TASK DIRECTIONS> Show me every line in the listing that has the word "made".

+++ EXTRACTED DATA

PR #315, opened 2025-03-13
Remove NOTE from unstated dependency in vignette

jdblischak:
Noticed a new NOTE from `R CMD check`:

```
* checking for unstated dependencies in vignettes ... NOTE
'library' or 'require' call not declared from: ‘tibble’
```

This was caused by the line below in the vignette added in https://github.com/Merck/simtrial/pull/308. It can be safely removed.

https://github.com/Merck/simtrial/blob/289eb5d62912e4392bfc9db28bfd4f41a1047b07/vignettes/discrepancy-between-simtrial-and-survival.Rmd#L16


LittleBeannie (approved):
Thank you, @jdblischak !

PR #318, opened 2025-03-25
Replace `foreach(.combine = "rbind")` with manual combine for optimal speed

nanxstats:
This PR replaces `foreach(.combine = "rbind")` with manual combine using `rbindlist()`.

@keaven and I discovered that `foreach(.combine = "rbind")` is an inefficient implementation that can double the compute time compared to combining later manually when the number of simulations gets moderately large (> 10,000) - half of that time is spent on burning one CPU core to combine the data frames.

See my [blog post](https://nanx.me/blog/post/r-foreach-combine/) for generic benchmarking results.

### DIFF
--- a/NEWS.md
+++ b/NEWS.md
@@ -1,3 +1,11 @@
+# simtrial 0.4.2.9000
+
+## Speed improvements
+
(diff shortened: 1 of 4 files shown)


jdblischak (approved):
This is a great improvement. Thanks @nanxstats!

PR #319, opened 2025-04-02
Update parallel vignette to address {data.table} multithreading

jdblischak:
This PR updates the parallel vignette to better compare the results from sequential and parallel processing. We thank @michaelmayer2 for alerting us to the fact that the default multithreading of {data.table} made the sequential processing timings confusing.

I made the following updates:
* Updated the variable names to reflect whether they were created by sequential or parallel processing
* Two important code chunks with the results had set `eval=FALSE`. I replaced the results table with a histogram to demonstrate the difference in durations for the two different enrollment strategies. I used `all.equal()` to demonstrate that `set.seed()` worked as expected
* I set `data.table::setDTthreads(threads = 1)` so that the sequential processing time was completely sequential. I didn't need to do any extra for the parallel processing because {data.table} automatically sets `threads = 1` when it runs inside a forked process. Thus this will behave like we want when run in a non-interactive R session on a Linux machine (namely in GitHub Actions to produce the pkgdown page and on CRAN to produce the bundled vignette). The multithreading behavior gets more complex when run in Windows or from RStudio, but I don't think we need to worry about this

### DIFF
--- a/vignettes/parallel.Rmd
+++ b/vignettes/parallel.Rmd
@@ -31,7 +31,7 @@ The function `sim_fixed_n()` provides a simulation workflow for a two-arm trial 
 We can vary the parameters of the trial using different functions outlined in the documentation.
 This function now provides users the opportunity to implement their simulations using the previously described parallel backends to accelerate the computation.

++++++

SOLVED EXERCISE>
This PR updates the parallel vignette to better compare the results from sequential and parallel processing. We thank @michaelmayer2 for alerting us to the fact that the default multithreading of {data.table} made the sequential processing timings confusing.
I made the following updates:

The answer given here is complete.